3/4 ounce lime juice

1/2 ounce grapefruit juice

1/2 ounce falernum

1/2 ounce cinnamon syrup

1/4 ounce grenadine

8 drops Pernod (or absinthe)

4 dashes Angostura bitters

Power blend with 3/4 cup crushed ice for no more than 5 seconds. Pour into a tall glass and add ice to fill. Garnish with mint. Freaking yum.

 

Procera African Juniper Gin (Green Dot 2021 Vintage)

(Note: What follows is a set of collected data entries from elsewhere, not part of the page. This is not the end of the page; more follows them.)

Issue #347, opened 2016-03-09
Update px unit size for files created by Inkscape >0.92


pelrun:
When investigating #346 it became clear that we're going to have an issue with documents produced by Inkscape 0.92 and later, because the px unit is moving from 90dpi to 96dpi. The original value was due to a typo in the CSS2 standard that was fixed in an errata, but Inkscape used the incorrect value. It's finally been fixed in the development version.

Since Illustrator and other SVG producers use different sizes for the px unit, Visicut tries to determine the creator of an imported file and set the dpi appropriately. We'll soon need to distinguish between SVGs from Inkscape <=0.91 and Inkscape >=0.92 for this to work consistently. Also, the fallback value is 90dpi which seems like it should also be changed to 96 since non-Inkscape producers are more likely to use the latter value than the former.

jnweiger:
Start inkscape0.92 with out loading an svg file, draw some objects, and send to an extension.
The svg sent has no inkscape:version element.
Save as box.svg, then send to an extension, the svg contains 'inkscape:version="0.92.1 unknown" sodipodi:docname="box.svg">'

As an inkscape extension, we cannot know if we should assume 96 or 90 dpi, unless we find a 'sodipodi:docname' element. 
If we find sodipodi:docname, but we don't find inkscape:version, we can assume 90. 
If we find both, we can assume 96.

Looks like a bad inkscape bug to me!

PR #409, opened 2017-04-22
Fix https://github.com/t-oster/VisiCut/issues/347

jnweiger:
Inkscape 0.92 generates SVG in 96 DPI, all earlier version do 90 DPI.

### DIFF
--- a/src/com/t_oster/visicut/model/graphicelements/svgsupport/SVGImporter.java
+++ b/src/com/t_oster/visicut/model/graphicelements/svgsupport/SVGImporter.java
@@ -49,6 +49,8 @@ import java.io.InputStream;
 import java.io.InputStreamReader;
 import java.net.URI;
 import java.util.List;
+import java.util.regex.Matcher;
+import java.util.regex.Pattern;
 import java.util.logging.Handler;
 import java.util.logging.Level;
 import java.util.logging.LogRecord;
@@ -122,7 +124,7 @@ public class SVGImporter extends AbstractImporter
       public void close() throws SecurityException{}
 
     };
-    
+
     try
     {
       u.clear();
@@ -180,6 +182,7 @@ public class SVGImporter extends AbstractImporter
     double result = 90;
     boolean AdobeIllustratorSeen = false;
     boolean WwwInkscapeComSeen = false;
+    boolean InkscapeVersion092Seen = false;
     boolean usesFlowRoot = false;
     try
     {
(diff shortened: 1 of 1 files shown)


src/com/t_oster/visicut/model/graphicelements/svgsupport/SVGImporter.java
```diff
@@ -197,6 +200,33 @@ public double determineResolution(File f, List<String> warnings)
...
+
+	        int vers_maj;
+		try { vers_maj = Integer.parseInt(matcher.group(1)); }
+		catch (NumberFormatException e) { vers_maj = -1; }
+
+	        int vers_min;
+		try { vers_min = Integer.parseInt(matcher.group(2)); }
+		catch (NumberFormatException e) { vers_min = -1; }
+
+		if ((vers_maj >= 0) && (vers_min >= 92))
```
mgmax: I would suggest checking for  `((vers_maj == 0) && (vers_min >= 92)) || (vers_maj > 0)` so that we also handle a future version "1.xx".

src/com/t_oster/visicut/model/graphicelements/svgsupport/SVGImporter.java
```diff
@@ -237,22 +267,26 @@ public double determineResolution(File f, List<String> warnings)
...
+           warnings.add("Inkscape Version 0.92+ comment seen in SVG.");
+	 }
+       warnings.add("Switching DPI from 90 to " + result + " - Please check object size!");
     }
     return result;
   }
 
   /*
    * Tries to determine the Coordinate resolution in DPI.
    * SVG default is 90, but AI generates 72??
```
mgmax: Actually, the SVG standard says **96**, but inkscape < 0.92 wrongly used 90 dpi. http://wiki.inkscape.org/wiki/index.php/Release_notes/0.92#Important_changes

We should somehow suppress the DPI warning message for files loaded from a recent inkscape version via the inkscape extension, because users will ignore a warning that pops up every time.

jnweiger: Oh jeah, I meant to include all 1.x version of inkscape too. Thakns for catching this.

The SVG standard consortium wronly decided to change the existing standard instead of releasing a new version of the standard.

The warning messages are only intended to be there temprorarily to raise awareness of the issue. I am pretty sure there are cornercases, that we cannot catch.

mgmax: Just out of curiosity, do you have a source for the statement that the SVG standard was 90dpi earlier?

jnweiger: https://www.w3.org/Style/css2-updates/REC-CSS2-19980512-errata.html
Section 4.3.2

mgmax:
Seems to work with a few illustrator <-> inkscape crossover editing combinations that I tested: https://gist.github.com/mgmax/eb73693a04da6d1b7a9f3d9681f12473
Maybe someone wants to build a unit-test for these?

The warning messages should be improved (although this doesn't need to be a part of this pull request):
- For files with explicit (non-pixel) width/height units, there should be no warning message at all. They also work fine in VisiCut without the inkscape-0.92 version tag, and are correctly interpreted by all three of inkscape 0.48/0.92 (read and write) and illustrator (read OK, write will convert everything to 72dpi pixels). The use-case for this are files created newly with Inkscape 0.92 and possibly edited with inkscape 0.48. Here's a sample file with the inkscape version tag removed: https://gist.githubusercontent.com/mgmax/eb73693a04da6d1b7a9f3d9681f12473/raw/9daf1932881e33392a20a6bc7d9f9e31761385c8/inkscape_0.92_without_version_tag.svg
- Files containing both inkscape and illustrator comments and only pixel-unit width are a huge problem. There is no unique way to know which one is right. The Inkscape extension should probably strip out the illustrator comment, and when VisiCut finds such a file it should display a serious warning. (That's why I don't like the warning messages occuring at almost every file)

Note: I assume that my findings for 0.48 are also valid for other pre-0.92 releases. "width" stands for the svg document root width/height.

As I mentioned earlier, this gin — along with the Blue and Red Dot vintages — was gifted to me by a friend who’s a badass bartender and collector of spirits. In order for a gin to be “gin” it must contain juniper. Almost all gins on the market have juniper blended with many other spices and citrus peels. The Green Dot Procera Gin only has juniper. That’s it. Technically, it contains the young foliage tips, fresh “never-dried” berries, toasted heartwood and dried berries. Before I tried this for the first time, I thought, “not sure how there’s going to be a lot going on with this one.” I was so wrong. It’s the best gin I’ve ever had in my life. I can’t even describe to you what I tasted, but there’s a small note that accompanies the bottle and they nail it: “It starts with a creamy, rich mouthfeel from fresh, never-dried, Juniperus procera berries. Then, the leaves impart a piney, sap-like note on the mid-palate, before toasted heartwood delivers a dry, complex, almost spicy finish.” In-freaking-deed. Even though I haven’t mixed one for myself yet, I recommend having a martini with this. I’m making mine this weekend.

Martini

2 1/4 ounces Procera Green Dot Gin

3/4 ounce Dolin Dry vermouth

Combine the gin and vermouth in a chilled stirring vessel. Add ice and stir until proper dilution has occurred. Strain into a chilled martini or coupe glass. Garnish with whatever you’d like, but I’m going with a lemon peel, expressing the oils over the cocktail before adding it to the drink.

Quick tip: Put your gin, or at least the 2 1/4 ounces of it, in the freezer before mixing. You want your martini piercingly cold.  PS

Tony Cross owns and operates Reverie Cocktails, a cocktail delivery service that delivers kegged cocktails for businesses to pour on tap — but once a bartender, always a bartender.